Task details ::
Pull every line that holds the word "added" from the entries.

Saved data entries
════════════════
PR #3558, opened 2023-08-16
New in-silico thresholds

ShifaSZ:
It is ready for review.

### DIFF
--- a/ui/shared/components/panel/variants/Predictions.jsx
+++ b/ui/shared/components/panel/variants/Predictions.jsx
@@ -5,10 +5,10 @@ import { connect } from 'react-redux'
 import { Icon, Transition, Popup } from 'semantic-ui-react'
 
 import { getGenesById } from 'redux/selectors'
-import { PREDICTOR_FIELDS, getPredictColor, getVariantMainGeneId } from 'shared/utils/constants'
+import { PREDICTOR_FIELDS, PRED_COLOR_MAP, getVariantMainGeneId } from 'shared/utils/constants'
 import { snakecaseToTitlecase } from 'shared/utils/stringUtils'
 import { HorizontalSpacer } from '../../Spacers'
-import { ButtonLink } from '../../StyledComponents'
+import { ButtonLink, ColoredIcon } from '../../StyledComponents'
 
 const PredictionValue = styled.span`
   margin-left: 5px;
@@ -19,8 +19,27 @@ const PredictionValue = styled.span`
 
 const NUM_TO_SHOW_ABOVE_THE_FOLD = 6 // how many predictors to show immediately
 
+const comparePathScores = (value, i, thresholds) => {
+  if (i < 2) { // Benign thresholds
+    if (i === 0) {
+      return value <= thresholds[0]
+    }
+    return (thresholds[0] === undefined || value > thresholds[0]) && value <= thresholds[1]
+  }
+
+  if (i === 2) { // Grey area
+    return (thresholds[1] === undefined || value > thresholds[1]) && value < thresholds[2]
+  }
+
+  // Pathogenic thresholds
+  if (i === 5) {
+    return true
+  }
+  return value >= thresholds[i - 1] && (thresholds[i] === undefined || value < thresholds[i])
+}
+
 const predictionFieldValue = (
-  predictions, { field, pathHigher, thresholds, indicatorMap, infoField, infoTitle },
+  predictions, { field, thresholds, indicatorMap, infoField, infoTitle },
 ) => {
   let value = predictions[field]
   if (value === null || value === undefined) {
@@ -31,17 +50,17 @@ const predictionFieldValue = (
 
   if (thresholds) {
     value = parseFloat(value).toPrecision(3)
-    const color = getPredictColor(value, pathHigher, thresholds)
-    return { value, color, infoValue, infoTitle, pathHigher, thresholds }
+    const color = PRED_COLOR_MAP.find((clr, i) => comparePathScores(value, i, thresholds))
+    return { value, color, infoValue, infoTitle, thresholds }
   }
 
   return indicatorMap[value[0]] || indicatorMap[value]
 }
 
-const PATHOGENIC_COLORS = ['green', 'light green', 'grey', 'yellow', 'red', 'dark red']
+const coloredIcon = color => <ColoredIcon name="circle" size="small" color={color} />
 
 const Prediction = (
-  { field, fieldTitle, value, color, infoValue, infoTitle, pathHigher, thresholds, href },
+  { field, fieldTitle, value, color, infoValue, infoTitle, thresholds, href },
 ) => {
   const indicator = infoValue ? (
     <Popup
@@ -49,23 +68,32 @@ const Prediction = (
       content={infoValue}
       trigger={<Icon name="question circle" size="small" color={color} />}
     />
-  ) : <Icon name="circle" size="small" color={color} />
+  ) : coloredIcon(color)
   const fieldName = fieldTitle || snakecaseToTitlecase(field)
   const fieldDisplay = thresholds ? (
     <Popup
       header={`${fieldName} Color Ranges`}
       content={
         <div>
-          {thresholds.map((th, i) => {
-            if (!th) {
-              return null
-            }
-            const t = pathHigher ? th : -1 * th
-            if (i < 3) {
-              return <div>{`${PATHOGENIC_COLORS[i]} ${pathHigher ? '<' : '>'}= ${t}`}</div>
-            }
-            return <div>{`${PATHOGENIC_COLORS[i]} ${pathHigher ? '>' : '<'}= ${t}`}</div>
-          }).filter(e => !!e)}
+          {[0, 1].map(i => thresholds[i] !== undefined && (
+            <div>
+              {coloredIcon(PRED_COLOR_MAP[i])}
+              {i > 0 && thresholds[i - 1] !== undefined && ` > ${thresholds[i - 1]} and`}
+              {` <= ${thresholds[i]}`}
+            </div>
+          ))}
+          <div>
+            {coloredIcon(PRED_COLOR_MAP[2])}
+            {thresholds[1] === undefined ? '' : ` > ${thresholds[1]} and`}
+            {` < ${thresholds[2]}`}
+          </div>
+          {[2, 3, 4].map(i => thresholds[i] !== undefined && (
+            <div>
+              {coloredIcon(PRED_COLOR_MAP[i + 1])}
+              {` >= ${thresholds[i]}`}
+              {i < 4 && thresholds[i + 1] !== undefined && ` and < ${thresholds[i + 1]}`}
+            </div>
+          ))}
         </div>
       }
       trigger={<span>{fieldName}</span>}
@@ -90,7 +118,6 @@ Prediction.propTypes = {
   infoTitle: PropTypes.string,
   fieldTitle: PropTypes.string,
   color: PropTypes.string,
-  pathHigher: PropTypes.bool,
   thresholds: PropTypes.arrayOf(PropTypes.number),
   href: PropTypes.string,
 }
@@ -121,8 +148,8 @@ class Predictions extends React.PureComponent {
     if (gene && gene.primateAi) {
       genePredictors.primate_ai = {
         field: 'primate_ai',
-        pathHigher: gene.primateAi.percentile75 >= gene.primateAi.percentile25,
-        thresholds: [null, null, gene.primateAi.percentile25, gene.primateAi.percentile75, null],
+        thresholds: [undefined, undefined, gene.primateAi.percentile25.toPrecision(3),
+          gene.primateAi.percentile75.toPrecision(3), undefined],
       }
     }
 
--- a/ui/shared/components/panel/variants/Predictions.jsx
+++ b/ui/shared/components/panel/variants/Predictions.jsx
@@ -19,25 +19,6 @@ const PredictionValue = styled.span`
 
 const NUM_TO_SHOW_ABOVE_THE_FOLD = 6 // how many predictors to show immediately
 
-const comparePathScores = (value, i, thresholds) => {
-  if (i < 2) { // Benign thresholds
-    if (i === 0) {
-      return value <= thresholds[0]
-    }
-    return (thresholds[0] === undefined || value > thresholds[0]) && value <= thresholds[1]
-  }
-
-  if (i === 2) { // Grey area
-    return (thresholds[1] === undefined || value > thresholds[1]) && value < thresholds[2]
-  }
-
-  // Pathogenic thresholds
-  if (i === 5) {
-    return true
-  }
-  return value >= thresholds[i - 1] && (thresholds[i] === undefined || value < thresholds[i])
-}
-
 const predictionFieldValue = (
   predictions, { field, thresholds, indicatorMap, infoField, infoTitle },
 ) => {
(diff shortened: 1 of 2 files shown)


ui/shared/utils/constants.js
```diff
@@ -1316,38 +1316,70 @@ export const SV_IN_SILICO_GROUP = 'Structural'
...
+  } else {
+    colorIndex = 5
+    if (v < thresholds[2]) {
+      colorIndex = 2
+    } else if (v < thresholds[3]) {
+      colorIndex = 3
+    } else if (v < thresholds[4]) {
+      colorIndex = 4
+    }
+  }
```
ShifaSZ, line 1337: This implementation uses the leftmost color if benign thresholds are missing and the right-most color if pathogenic points are missing.

ui/shared/components/panel/variants/Predictions.jsx
```diff
@@ -54,13 +51,21 @@ const Prediction = (
...
-          {warningThreshold < dangerThreshold && <div>{`Yellow > ${warningThreshold}`}</div>}
+          {thresholds.map((th, i) => {
+            if (!th) {
+              return null
+            }
+            const t = pathHigher ? th : -1 * th
+            if (i < 3) {
+              return <div>{`${PATHOGENIC_COLORS[i]} ${pathHigher ? '<' : '>'}= ${t}`}</div>
+            }
+            return <div>{`${PATHOGENIC_COLORS[i]} ${pathHigher ? '>' : '<'}= ${t}`}</div>
```
ShifaSZ, line 67: It simply shows the threshold and doesn't show the color ranges. Is it okay? And it still needs to align with the color display because I'm still determining what color we should use for both ends if thresholds are missing.

ui/shared/utils/constants.js
```diff
@@ -1316,38 +1316,70 @@ export const SV_IN_SILICO_GROUP = 'Structural'
...
+  { field: 'strvctvre', group: SV_IN_SILICO_GROUP, thresholds: [null, null, 0.5, 0.75, null] },
+  { field: 'polyphen', group: MISSENSE_IN_SILICO_GROUP, thresholds: [null, 0.113, 0.978, 0.999, null], indicatorMap: POLYPHEN_MAP },
+  { field: 'sift', group: MISSENSE_IN_SILICO_GROUP, thresholds: [null, 0.08, 0.001, 0, null], indicatorMap: INDICATOR_MAP },
   { field: 'mut_taster', group: MISSENSE_IN_SILICO_GROUP, indicatorMap: MUTTASTER_MAP },
-  { field: 'fathmm', group: MISSENSE_IN_SILICO_GROUP, indicatorMap: FATHMM_MAP },
-  { field: 'vest', warningThreshold: 0.5, dangerThreshold: 0.764 },
-  { field: 'mut_pred', warningThreshold: 0.392, dangerThreshold: 0.737 },
-  { field: 'apogee', warningThreshold: 0.5, dangerThreshold: 0.5 },
-  { field: 'gnomad_noncoding', fieldTitle: 'gnomAD Constraint', displayOnly: true, warningThreshold: 2.18, dangerThreshold: 4 },
+  { field: 'fathmm', group: MISSENSE_IN_SILICO_GROUP, thresholds: [null, 3.32, -4.14, -5.04, null], indicatorMap: FATHMM_MAP },
```
hanars, line 1363: if there is an indicator map, there is no threshhold. By definition, if we define an indicator map it means the value coming back from search is a text representation of the pathogenoicity and we do not even have a numeric score in our search data. The ticket was to update the numeric thresholds for numeric scores only. Any socre that was in the image Lynn shared that is absent from seqr or not a numeric score in seqr should not be changed as part of this ticket

ui/shared/utils/constants.js
```diff
@@ -1316,38 +1316,70 @@ export const SV_IN_SILICO_GROUP = 'Structural'
 export const NO_SV_IN_SILICO_GROUPS = [MISSENSE_IN_SILICO_GROUP, CODING_IN_SILICO_GROUP]
 export const SPLICE_AI_FIELD = 'splice_ai'
 
+const PRED_COLOR_MAP = ['green', '#90ee90', 'grey', 'yellow', 'red', '#8b0000']
+
+export const getPredictColor = (value, pathHigher, thresholds) => {
+  let colorIndex = 0
+  const v = pathHigher ? value : -1 * value
```
hanars, line 1323: all of the `pathHigher` logic seems to have been added for scores that we have as text scores in the data in seqr, not as numeric scores. Once you take out all the thresholds for scores that did not used to have thresholds and can't have them, this logic should be unneeded

hanars (changes requested):

ui/shared/utils/constants.js
ShifaSZ: You are right. SIFT and FATHMM have lower pathogenic scores. They both have non-numeric scores.

ui/shared/components/panel/variants/Predictions.jsx
```diff
@@ -19,8 +19,27 @@ const PredictionValue = styled.span`
...
+
+  if (i === 2) { // Grey area
+    return (thresholds[1] === undefined || value > thresholds[1]) && value < thresholds[2]
+  }
+
+  // Pathogenic thresholds
+  if (i === 5) {
+    return true
+  }
+  return value >= thresholds[i - 1] && (thresholds[i] === undefined || value < thresholds[i])
```
ShifaSZ, line 38: I changed the null thresholds to `undefined` because any numbers compared with `undefined` get a `false`. The null is similar to zero. A number compared with null can get `true` or `false` depending on whether it is negative or positive.

We still have to handle the benign and pathogen threshold differently because the sides of the close/open ends differ.

ui/shared/utils/constants.js
```diff
@@ -1316,37 +1316,43 @@ export const SV_IN_SILICO_GROUP = 'Structural'
 export const NO_SV_IN_SILICO_GROUPS = [MISSENSE_IN_SILICO_GROUP, CODING_IN_SILICO_GROUP]
 export const SPLICE_AI_FIELD = 'splice_ai'
 
+export const PRED_COLOR_MAP = ['green', '#90ee90', 'grey', 'yellow', 'red', '#8b0000']
```
ShifaSZ, line 1319: I changed to use the `ColoredIcon` component, which doesn't support the `olive` color. So I keep the light green color encoded.

ui/shared/components/panel/variants/Predictions.jsx
```diff
@@ -29,38 +48,52 @@ const predictionFieldValue = (
...
+            {thresholds[1] === undefined ? '' : ` > ${thresholds[1]} and`}
+            {` < ${thresholds[2]}`}
+          </div>
+          {[2, 3, 4].map(i => thresholds[i] !== undefined && (
+            <div>
+              {coloredIcon(PRED_COLOR_MAP[i + 1])}
+              {` >= ${thresholds[i]}`}
+              {i < 4 && thresholds[i + 1] !== undefined && ` and < ${thresholds[i + 1]}`}
+            </div>
+          ))}
```
ShifaSZ, line 96: The UI looks like the following picture.
image

ui/shared/utils/constants.js
hanars: So we do not want to change to that, that will change all the main colors to be css colors and not semantic UI colors, and as is discussed extensively in the ticket, we are trying to keep using the sematic ui colors wherever possible. You need to add conditional logic for which icon component to use, and only use the custom color for dark red

ui/shared/components/panel/variants/Predictions.jsx
hanars: Just show "color > threshold" for everyhting except the first score which shows <=. DO not show both boundry numbers for each color, just the lower boundry

ShifaSZ: How about we do it like the following?
```
<colored dot> <= 0.0016
<colored dot> <= 0.29
<colored dot> < 0.644
<colored dot> < 0.773
<colored dot> < 0.932
<colored dot> >= 0.932
```

hanars: I'm concerned about the mixing of `<=` and `<`, we need to be consistent in setting our thresholds so we always use the same comparator. Otherwise this is fine, having the final one be `>=` works

ShifaSZ: The lower color ranges open on the left and close on the right. The upper ones close at the left and open at the right. That's why we have both `<=` and `<`.

hanars: And what I am saying is we should define all the thresholds so they have a consistant cutoff. Wither everything should be strict less than, or <=, you define the threshhol so you can change it if you need to to get this consistancy

hanars: In the example you gave, this is the functional equivalent:
```
<colored dot> < 0.0017
<colored dot> < 0.2901
<colored dot> < 0.644
<colored dot> < 0.773
<colored dot> < 0.932
<colored dot> >= 0.932
```

ShifaSZ: The code will be much easier. But the thresholds are slightly different from the provided numbers. Is it okay for the analysts?

hanars: You should also be doing this in a single list iteration. The logic is not 100% correct here but something like this will work:
```
thresholds.map((threshold, i) => {
  if (threshold === undefined && thresholds[i+1] === undefined) {
    return null
  }
  return (
      <div>
          {coloredIcon(PRED_COLOR_MAP[i])}
          {thresholds[i+1] !== undefined ? ` < ${thresholds[i+1]}` : ` >= ${threshold}` }
       </div>
  )
})
```

ShifaSZ:
Current popup thresholds are like the following pictures.
image
image

ui/shared/components/panel/variants/Predictions.jsx
```diff
@@ -29,39 +29,48 @@ const predictionFieldValue = (
...
-    if (value >= dangerThreshold) {
-      color = 'red'
-    } else if (value >= warningThreshold) {
-      color = 'yellow'
-    }
-    return { value, color, infoValue, infoTitle, dangerThreshold, warningThreshold }
+  if (thresholds) {
+    value = parseFloat(value).toPrecision(3)
+    const color = PRED_COLOR_MAP.find(
+      (clr, i) => (thresholds[i - 1] || thresholds[i - 1]) &&
```
hanars, line 35: isn't `(thresholds[i - 1] || thresholds[i - 1])` the same as `thresholds[i - 1]`

ui/shared/components/panel/variants/Predictions.jsx
```diff
@@ -29,39 +29,48 @@ const predictionFieldValue = (
...
+        (thresholds[i - 1] === undefined || value >= thresholds[i - 1]) &&
+        (thresholds[i] === undefined || value < thresholds[i]),
+    )
+    return { value, color, infoValue, infoTitle, thresholds }
   }
 
   return indicatorMap[value[0]] || indicatorMap[value]
 }
 
+const coloredIcon = color => (color === 'darkred' ? <ColoredIcon name="circle" size="small" color="#8b0000" /> :
```
hanars, line 45: use the actual html hex color #8b0000 in the list, and use a conditional to check if the color starts with #

hanars (changes requested):

ui/shared/components/panel/variants/Predictions.jsx
ShifaSZ: My fault, it needs to be `(thresholds[i - 1] || thresholds[i ])`

ui/shared/components/panel/variants/Predictions.jsx
```diff
@@ -29,39 +29,48 @@ const predictionFieldValue = (
...
-    } else if (value >= warningThreshold) {
-      color = 'yellow'
-    }
-    return { value, color, infoValue, infoTitle, dangerThreshold, warningThreshold }
+  if (thresholds) {
+    value = parseFloat(value).toPrecision(3)
+    const color = PRED_COLOR_MAP.find(
+      (clr, i) => (thresholds[i - 1] || thresholds[i - 1]) &&
+        (thresholds[i - 1] === undefined || value >= thresholds[i - 1]) &&
+        (thresholds[i] === undefined || value < thresholds[i]),
```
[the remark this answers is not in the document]
ShifaSZ: After changing the first term to `(thresholds[i - 1] || thresholds[i])`, the first entry will return `false` if it is `undefined`. It is because `thresholds[-1]` is `undefined` so `thresholds[-1] || thresholds[0]` is `false`.

ui/shared/components/panel/variants/Predictions.jsx
```diff
@@ -116,8 +123,8 @@ class Predictions extends React.PureComponent {
     if (gene && gene.primateAi) {
       genePredictors.primate_ai = {
         field: 'primate_ai',
-        warningThreshold: gene.primateAi.percentile25,
-        dangerThreshold: gene.primateAi.percentile75,
+        thresholds: [undefined, undefined, gene.primateAi.percentile25.toPrecision(3),
+          gene.primateAi.percentile75.toPrecision(3), undefined],
```
hanars, line 127: I think this spacing should cause a linting error

ui/shared/components/panel/variants/Predictions.jsx
```diff
@@ -116,8 +123,8 @@ class Predictions extends React.PureComponent {
     if (gene && gene.primateAi) {
       genePredictors.primate_ai = {
         field: 'primate_ai',
-        warningThreshold: gene.primateAi.percentile25,
-        dangerThreshold: gene.primateAi.percentile75,
+        thresholds: [undefined, undefined, gene.primateAi.percentile25.toPrecision(3),
```
hanars, line 126: why add the `toPrecision` here?

ui/shared/components/panel/variants/Predictions.jsx
```diff
@@ -29,39 +29,48 @@ const predictionFieldValue = (
...
     <Popup
       header={`${fieldName} Color Ranges`}
       content={
-        <div>
-          <div>{`Red > ${dangerThreshold}`}</div>
-          {warningThreshold < dangerThreshold && <div>{`Yellow > ${warningThreshold}`}</div>}
-        </div>
+        PRED_COLOR_MAP.map((c, i) => {
+          if (thresholds[i] === undefined && thresholds[i - 1] === undefined) {
+            return null
```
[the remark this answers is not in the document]
ShifaSZ: This works even when the first threshold is `undefined` because `threshold[-1]` is undefined. We won't show the color for any two consecutive `undefined`.

hanars (changes requested):

ui/shared/components/panel/variants/Predictions.jsx
ShifaSZ: I added it because they display oddly (having many digits) on the popup compared to other in silico scores, which are constants.

ui/shared/components/panel/variants/Predictions.jsx
hanars: all should be on their own lines, or all should be on the same line

ui/shared/components/panel/variants/Predictions.jsx
```diff
@@ -19,8 +19,10 @@ const PredictionValue = styled.span`
 
 const NUM_TO_SHOW_ABOVE_THE_FOLD = 6 // how many predictors to show immediately
 
+export const PRED_COLOR_MAP = ['green', 'olive', 'grey', 'yellow', 'red', '#8b0000']
```
hanars, line 22: should not be exported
════════════════
Written solution ::
hanars, line 1323: all of the `pathHigher` logic seems to have been added for scores that we have as text scores in the data in seqr, not as numeric scores. Once you take out all the thresholds for scores that did not used to have thresholds and can't have them, this logic should be unneeded
ShifaSZ: I added it because they display oddly (having many digits) on the popup compared to other in silico scores, which are constants.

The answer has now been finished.